But. If it's just for visual effects, maybe _some_thing could be done. I don't know what, but maybe. If there's a way to anchor line nodes to cell frames, or some such.

Sorry.

chris.


----------



## exegete (Oct 26, 2005)

Yes, it can be done, but it will take me a couple of hours to get to it.


----------



## jimr381 (Jul 20, 2007)

It will be a little more cumbersome to emulate. What you could do though is rotate the text 45 degrees and then use alt enter in the field to separate the two lines.


----------



## slurpee55 (Oct 20, 2004)

Not too good - Excel wasn't really designed for fancy formatting....


----------



## jimr381 (Jul 20, 2007)

But Slurpee I thought you loved Flair.


----------



## slurpee55 (Oct 20, 2004)

You mean "Nature Boy" Rick Flair?
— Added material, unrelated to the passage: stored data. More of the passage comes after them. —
PR #1477, opened 2024-03-06
Allow importing SamplerV1 and EstimatorV1

Eric-Arellano:
Right now, users can't import `qiskit_ibm_runtime.SamplerV1` and `qiskit_ibm_runtime.EstimatorV1` because we only expose the aliases `Sampler` and `Estimator`. That gets in the way of users being explicit about which primitive version they're using.

This also is resulting in the API docs not including the pages for both the V1 and V2 primitives in https://github.com/Qiskit/documentation/pull/973 because we didn't tell autosummary about them.

### DIFF
--- a/qiskit_ibm_runtime/__init__.py
+++ b/qiskit_ibm_runtime/__init__.py
@@ -173,15 +173,15 @@ from .exceptions import *
 from .utils.utils import setup_logger
 from .version import __version__
 
-from .estimator import (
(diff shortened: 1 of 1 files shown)


Eric-Arellano:
@kt474 @jyu00 note that this is an actual user API change. You may want to do a patch release today with this fix.

jyu00 (approved):

PR #1478, opened 2024-03-06
Allow importing SamplerV1 and EstimatorV1 (Cherry-pick of #1477)

Eric-Arellano:
Right now, users can't import `qiskit_ibm_runtime.SamplerV1` and `qiskit_ibm_runtime.EstimatorV1` because we only expose the aliases `Sampler` and `Estimator`. That gets in the way of users being explicit about which primitive version they're using.

This also is resulting in the API docs not including the pages for both the V1 and V2 primitives in https://github.com/Qiskit/documentation/pull/973 because we didn't tell autosummary about them.

### DIFF
--- a/qiskit_ibm_runtime/__init__.py
+++ b/qiskit_ibm_runtime/__init__.py
@@ -144,7 +144,11 @@ Classes
 
    QiskitRuntimeService
    Estimator
+   EstimatorV1
+   EstimatorV2
    Sampler
+   SamplerV1
+   SamplerV2
    Session
    IBMBackend
    RuntimeJob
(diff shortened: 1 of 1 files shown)


jyu00:
Isn't this a duplicate of #1477?

Eric-Arellano:
Oops, I forgot to change the branch. Fixed. Thanks!

jyu00:
I think this needs to go into 0.21.1 instead of just cherry picked into `stable/0.21`. cc @kt474

Eric-Arellano:
@jyu00 we need to cherry-pick to stable/0.21, then you/Kevin will need to make a 0.21.1 release from the stable/0.21 branch after. We can't cherry-pick a PR into a tag since a tag is a single snapshot in time.

jyu00:
Yes you're right. Sorry it's been too long since I did a patch (or any) release.

Eric-Arellano:
All good! @jyu00 can you please approve this so we can merge?

kt474 (approved):

kt474:
Thanks @Eric-Arellano! I'll do a patch release today

Issue #989, opened 2023-08-02
Use status code instead of `Ran too long`


kt474:
In a couple of places in `RuntimeJob` we are checking for the error reason `RAN TOO LONG` ([example](https://github.com/Qiskit/qiskit-ibm-runtime/blob/main/qiskit_ibm_runtime/runtime_job.py#L221)) - this is being changed on the server side so instead we should check for the error code, 1305.

Wait until ntc issue 2790 is complete

kt474:
> Unblocked by ntc/3494

I think we'll have to look into this again on the server side I'm not getting any error reason code when the error is `RAN TOO LONG` 

```python
'state': {'status': 'Cancelled', 'reason': 'Ran too long', 'reasonCode': None}, 'status': 'Cancelled - Ran too long'
```

PR #1494, opened 2024-03-07
Allow new job status' in RuntimeJobV2

### LINKED ISSUE #1476: New RuntimeJobV2 doesn't allow new statuses
**Describe the bug**

The new `RuntimeJobV2` was meant to return job status in string format, so that even down level provider can tolerate new statues in the future (see #1366). But it's using a [hard coded status mapping](https://github.com/Qiskit/qiskit-ibm-runtime/blob/main/qiskit_ibm_runtime/runtime_job_v2.py#L188), meaning it'd blow up if a new status is introduced by the server today. 

**Steps to reproduce**

**Expected behavior**

**Suggested solutions**

Return raw server status response if it can't be found in the mapping. 

**Additional Information**

- **Python version**:
- **Operating system**:

kt474:
### Details and comments
Fixes #1476


qiskit_ibm_runtime/runtime_job_v2.py
```diff
@@ -181,10 +181,13 @@ def _status_from_job_response(self, response: Dict) -> JobStatus:
...
         """
-        mapped_job_status = API_TO_JOB_STATUS[response["state"]["status"].upper()]
-        if mapped_job_status == "CANCELLED" and self._reason == "RAN TOO LONG":
-            mapped_job_status = "ERROR"
-        return mapped_job_status
+        api_status = response["state"]["status"].upper()
+        if api_status in API_TO_JOB_STATUS:
+            mapped_job_status = API_TO_JOB_STATUS[api_status]
+            if mapped_job_status == "CANCELLED" and self._reason == "RAN TOO LONG":
+                mapped_job_status = "ERROR"
```
ptristan3, line 188: Maybe we could define constants

ptristan3 (approved):
I left a minor comment/suggestion

qiskit_ibm_runtime/runtime_job_v2.py
kt474: Yeah we have an old issue - https://github.com/Qiskit/qiskit-ibm-runtime/issues/989 to avoid hard coding these job statuses. I'll follow up separately, I believe the server side is not returning an error code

Nah.... LOL


----------



## cvandy (Feb 7, 2008)

Ok thanks for the replys. I think he will have to get by with just aligning it topleft and then hitting alt+enter to get into the bottom right section.


----------



## slurpee55 (Oct 20, 2004)




----------



## exegete (Oct 26, 2005)

See Cell A5 in v.2 of Slurpee's.


----------



## slurpee55 (Oct 20, 2004)

Ah, a border! Why didn't I think of that!!!! MUCH better!


----------



## exegete (Oct 26, 2005)

BTW, we live only about 100 miles apart. 

Great minds think ...


----------



## cvandy (Feb 7, 2008)

I ended up using the one with the border. Thanks Everybody!


----------



## slurpee55 (Oct 20, 2004)

Yes, heck, I had done that in the past and had forgotten about it. 
cvandy, please use the thread tools at the top of the page to mark this thread as Solved.


----------